Only input and output are available for measurement.

Let me make a reservation that the variant of estimating this derivative by the Euler method, i.e.

$$g(t)=\frac{y_{n}(t)-y_{n-1}(t)}{u_{n}(t)-u_{n-1}(t)}$$

is not suitable, since the system does not allow elements of delays (delay by 1 time step).

Is it possible to construct an observer estimating the gradient $$g(t)=\frac{dy}{du}$$?

• What are you working with that doesn't allow discrete elements to be stored? That's more of a surprise to me than anything with your question.
– Chuck
Sep 23, 2020 at 12:33
• The fact is that in some cases I get a division not zero (according to Euler's model), and my model stops working. I want to apply an observer free of these problems. Let it be a new dynamic element, at the same time I will deal with the principle of its operation.Can such an observer be synthesized?
– dtn
Sep 23, 2020 at 12:53
• An observer requires some kind of a model - do you have a model for your $f(u)$?
– Chuck
Sep 23, 2020 at 13:21
• Yes there is. This is any function of these: $-u(t)^2$, $exp(-u(t)^2)$ and $\frac{1}{u(t)^2+1}$ As we can see, this is a static characteristic. If inertia is needed, then at the input we can put any inertial link of the form $W(s)=\frac{1}{T \cdot s + 1}$ My questions can be quite amateurish. Please be understanding, I just started to study the theory of observers. p.s.I want to learn how to continuously evaluate a gradient using observers.
– dtn
Sep 23, 2020 at 13:26

As you pointed out, $$y=f\left(u\right)$$ is a static map, hence it does not represent in any way the temporal evolution of a dynamical system.

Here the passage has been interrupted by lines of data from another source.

PR #2349, opened 2019-05-09
Add config hot reload feature (`log_level`)

saschagrunert:
Hey there :wave:, this is an idea I had recently, so I want to put it under discussion here.

I think it would be nice to reload the CRI-O configuration files (`/etc/crio/crio.conf`, `/etc/containers/*`) without restarting the application. This is surely a feature where it has to be decided per option if an application restart is sensible, so I would add an extra documentation part for every "hot reloadable" option.

For a small test I implemented the feature for the `log_level` option within this PR. It actually works by sending `SIGHUP` to the `crio` process:

```
...
DEBU[2019-05-09 14:04:01.433231541+02:00] successfully registered config file watcher
...
DEBU[2019-05-09 14:04:11.294262201+02:00] reloading configuration
INFO[2019-05-09 14:04:11.298918608+02:00] set config log level to "error"
INFO[2019-05-09 14:04:17.583173259+02:00] set config log level to "info"
INFO[2019-05-09 14:04:24.454580923+02:00] set config log level to "debug"
...
```

What do you think? Do you think this is something where we should follow up?

---

**Edit:** Implemented it via the handling of `SIGHUP` and adapted documentation and tests. PTAL

### DIFF
--- a/cmd/crio/config.go
+++ b/cmd/crio/config.go
@@ -17,6 +17,11 @@ var commentedConfigTemplate = template.Must(template.New("config").Parse(`
 #
 # Please refer to crio.conf(5) for details of all configuration options.
 
+# CRI-O supports partial configuration reload during runtime, which can be
+# done by sending SIGHUP to the running process. Currently supported options
+# are explicitly mentioned with: 'This option supports live configuration
+# reload'.
+
 # CRI-O reads its storage defaults from the containers-storage.conf(5) file
 # located at /etc/containers/storage.conf. Modify this storage configuration if
 # you want to change the system's defaults. If you want to modify storage just
@@ -185,7 +190,8 @@ container_attach_socket_dir = "{{ .ContainerAttachSocketDir }}"
 read_only = {{ .ReadOnly }}
 
 # Changes the verbosity of the logs based on the level it is set to. Options
-# are fatal, panic, error, warn, info, and debug.
+# are fatal, panic, error, warn, info, and debug. This option supports live
+# configuration reload.
 log_level = "{{ .LogLevel }}"
 
 # The default log directory where all logs will go unless directly specified by the kubelet
--- a/docs/crio.conf.5.md
+++ b/docs/crio.conf.5.md
@@ -8,6 +8,8 @@ crio.conf - configuration file of the CRI-O OCI Kubernetes Container Runtime dae
 # DESCRIPTION
 The CRI-O configuration file specifies all of the available configuration options and command-line flags for the [crio(8) OCI Kubernetes Container Runtime daemon][crio], but in a TOML format that can be more easily modified and versioned.
 
+CRI-O supports partial configuration reload during runtime, which can be done by sending SIGHUP to the running process. Currently supported options are explicitly marked with 'This option supports live configuration reload'.
+
 The default crio.conf is located at /etc/crio/crio.conf.
 
 # FORMAT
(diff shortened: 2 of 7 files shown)


mrunalp:
:+1: to the idea. I think that all options can't be supported (like changing the storage), so what about using a more manual approach of using a SIGHUP? The admin would then be responsible for updating the configuration files and sending a SIGHUP to reload the configuration.

saschagrunert:
Implemented it via the handling of SIGHUP and adapted documentation and tests. PTAL

rhatdan:
LGTM

saschagrunert:

server/config.go
```diff
@@ -190,3 +191,41 @@ func (c *Config) Validate(onExecution bool) error {
...
+	}
+	if err := newConfig.UpdateFromFile(fileName); err != nil {
+		return err
+	}
+
+	// Reload all available options
+	if err := c.ReloadLogLevel(newConfig); err != nil {
+		return err
+	}
+
```
vrothberg: Can we add a `sysregisriesv2.InvalidateCache()` here? This will clear the cache and force crio to reload the `registries.conf` on the next query.

vrothberg: This might be worth documenting as well.

server/server.go
```diff
@@ -538,3 +548,38 @@ func (s *Server) StartExitMonitor() {
...
+	c := make(chan os.Signal, 1)
+	signal.Notify(c, signals.Hup)
+
+	go func() {
+		for {
+			// Block until the signal is received
+			<-c
+			logrus.Infof("reloading configuration %q", fileName)
+			if err := reloadFunc(fileName); err != nil {
+				logrus.Warnf("unable to reload configuration: %v", err)
```
vrothberg: Can we make this an `Errorf()`? I think that's something to be screamed.

cmd/crio/config.go
```diff
@@ -17,6 +17,11 @@ var commentedConfigTemplate = template.Must(template.New("config").Parse(`
 #
 # Please refer to crio.conf(5) for details of all configuration options.
 
+# CRI-O supports partially configuration reload during runtime, which can be
```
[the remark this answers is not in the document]
saschagrunert: Fixed.

docs/crio.conf.5.md
```diff
@@ -8,6 +8,8 @@ crio.conf - configuration file of the CRI-O OCI Kubernetes Container Runtime dae
 # DESCRIPTION
 The CRI-O configuration file specifies all of the available configuration options and command-line flags for the [crio(8) OCI Kubernetes Container Runtime daemon][crio], but in a TOML format that can be more easily modified and versioned.
 
+CRI-O supports partially configuration reload during runtime, which can be done by sending SIGHUP to the running process. Currently supported options are explicitly marked with 'supports live reload'.
```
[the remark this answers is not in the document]
saschagrunert: Yes sure, fixed it.

server/config.go
saschagrunert: I would to carve out this to an additional PR if you don't mind. Within that PR I also would like to add the global system context to be able to modify it in a consistent way.

server/server.go
saschagrunert: Yes, I applied it.

server/config.go
vrothberg: Sure, sounds good to me :+1:

saschagrunert:
@vrothberg Thanks for the review! There is just one discussion point left open.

With this in mind, resorting to an observer is fundamentally a wrong approach. An observer, in fact, provides you with an estimate of the temporal evolution of the dynamical system under subject; however, here $$f\left(\cdot\right)$$ has nothing to do with the time.

Thereby, you ought to fit a static map. There exist a plethora of methods to achieve this goal but you have to switch from designing an observer to a context where you deal with fitting.

You're already equipped with good knowledge to start: you essentially know the bases $$b_1 = -v$$, $$b_2 = \exp(-v)$$, and $$b_3 = 1 / \left(v+1\right)$$, where $$v = u^2$$.

You could then try to explore whether a linear combination of $$b_i$$ fits well $$f$$, or if you need to resort to polynomial fitting or even nonlinear fitting (e.g. by means of multilayer neural networks).

Once done, you can extract the gradient out of the fitted model.

If you want to fit directly the gradient $$g = df/dx$$, to avoid problems related to divisions by zero, you could:

1. feed in $$x_i = at_i+b$$, with $$a>0$$ and $$b<0$$ (to explore the whole range);
2. read back $$y_i = f\left(x_i\right)$$;
3. compute $$\dot{\tilde{y}}_i = \left(y_i-y_{i-1}\right)/\Delta t$$;
4. compute $$g_i = \dot{\tilde{y}}_i / a$$;
5. fit $$g$$ based upon the sampled points $$g_i$$ exploiting the same techniques discussed above.